Atypical antipsychotic medications are the most commonly prescribed
treatments for schizophrenia -- a disease that affects 2 million Americans
and includes symptoms such as agitation, depression, anxiety, delusions,
social withdrawal and a diminished capacity for organized thought.
Risperdal M-Tab tablets are produced using freeze-drying technology,
creating highly porous tablets that rapidly disintegrate upon contact
with saliva. The coral-colored, peppermint-flavored tablets will be
available in 0.5 mg, 1 mg and 2 mg doses and are bioequivalent to comparable
dosages of the original-formulation tablets.
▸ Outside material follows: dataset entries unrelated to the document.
PR #1690, opened 2021-12-14
page-server: don't set TCP_CORK for tls sockets

rst0git:
This pull request aims to address the errors seen in https://github.com/checkpoint-restore/criu/issues/1380. It looks like this error occurs sometimes after a test the restore phase of a test, when zdtm attempts to kill the page-server and lazy-pages processes.

In particular, when TCP_CORK is set on the socket it tells TCP to wait to remove the cork before sending any packets. As a results, we block the underlying channel, but still send data to gnutls which then produces multiple encryption packets.

This pull request avoids setting TCP_CORK when TLS is used, and fixes a few other minor issues.

### DIFF
--- a/criu/page-xfer.c
+++ b/criu/page-xfer.c
@@ -1389,6 +1389,11 @@ int cr_page_server(bool daemon_mode, bool lazy_dump, int cfd)
 	if (init_stats(DUMP_STATS))
 		return -1;
 
+	/*
+	 * We might need a lot of pipes to fetch huge number of pages.
+	 */
+	rlimit_unlimit_nofile();
+
 	if (!opts.lazy_pages)
 		up_page_ids_base();
 	else if (!lazy_dump)
--- a/criu/page-xfer.c
+++ b/criu/page-xfer.c
@@ -1178,7 +1178,8 @@ static int page_server_serve(int sk)
 		pr_debug("Created xfer pipe size %u\n", cxfer.pipe_size);
 	} else {
 		pipe_read_dest_init(&pipe_read_dest);
-		tcp_cork(sk, true);
+		if (!opts.tls)
+			tcp_cork(sk, true);
 	}
 
 	while (1) {
@@ -1259,7 +1260,7 @@ static int page_server_serve(int sk)
 		ret = -1;
 	}
 
-	if (ret == 0 && opts.ps_socket == -1) {
+	if (ret == 0 && opts.ps_socket == -1 && !opts.tls) {
 		char c;
 
 		/*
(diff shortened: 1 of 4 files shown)


adrianreber:
Hard to tell if it actually fixes #1380 because it does not happen always, but I am :+1:  merging this to see if #1380 is gone.

criu/page-xfer.c
```diff
@@ -1389,6 +1389,11 @@ int cr_page_server(bool daemon_mode, bool lazy_dump, int cfd)
 	if (init_stats(DUMP_STATS))
 		return -1;
 
+	/*
+	 * We might need a lot of pipes to fetch huge number of pages.
+	 */
+	rlimit_unlimit_nofile();
```
avagin, line 1396: Does the page server splice memory into pipes?

criu/tls.c
```diff
@@ -70,6 +70,9 @@ ssize_t tls_send(const void *buf, size_t len, int flags)
 		case GNUTLS_E_UNEXPECTED_PACKET_LENGTH:
 			errno = ENOMSG;
 			break;
+		case GNUTLS_E_PREMATURE_TERMINATION:
+			errno = ECONNRESET;
```
avagin, line 74: where do we terminate the tcp connection?

test/zdtm.py
```diff
@@ -1886,8 +1886,8 @@ def do_run_test(tname, tdesc, flavs, opts):
                 check_visible_state(t, s, opts)
                 if opts['join_ns']:
                     check_joinns_state(t)
-                t.stop()
```
avagin, line 1889: This is here intentionally. Processes have to be fully functional after restore.

avagin:
> In particular, when TCP_CORK is set on the socket it tells TCP to wait to remove the cork before sending any packets. As a result, we block the underlying channel, but still send data to gnutls which then produces multiple encryption packets.

I don't understand this. Could you elaborate when we send data to a tcp sock and when we send data to gnutls?

avagin:
TCP_CORK is a kernel feature. For tls, it should look like one packet. From the commit message, I don't understand why it is a problem. Are you able to reproduce the bug? Are you sure that this patch series fix it?

rst0git:
> TCP_CORK is a kernel feature.

> Could you elaborate when we send data to a tcp sock and when we send data to gnutls?

TLS encryption/decryption happens in userspace. Instead of directly sending data to the socket with `send()`/`recv()`, we use `gnutls_record_send()` and `gnutls_record_recv()`.

There is `gnutls_record_cork()` and `gnutls_record_uncork()` that could be used as a replacement, but this is unrelated to the failures we have seen in CI.

> From the commit message, I don't understand why it is a problem.

TCP_CORK is not the problem.

> Are you able to reproduce the bug? Are you sure that this patch series fix it?

I'm able to reproduce the error locally and as described in https://github.com/checkpoint-restore/criu/issues/1380. I have updated the GitHub issue with all logs files. I have also been using the CI in my fork for testing.

I moved the fix in a separate pull request with more detailed description: https://github.com/checkpoint-restore/criu/pull/1693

In clinical trials, Risperdal was generally well tolerated. However,
as with all other psychotropic medications, Risperdal is associated
with side effects. In two controlled trials involving individuals with
schizophrenia or schizoaffective disorder, adverse events with an incidence
of 5 percent or greater in at least one of the Risperdal groups and
that occurred at a rate that was at least twice that of placebo were
anxiety, drowsiness, extrapyramidal symptoms (uncontrolled tremors and
muscle stiffness), dizziness, constipation, nausea, dyspepsia (upset
stomach), rhinitis (runny nose), rash and tachycardia (rapid heart beat).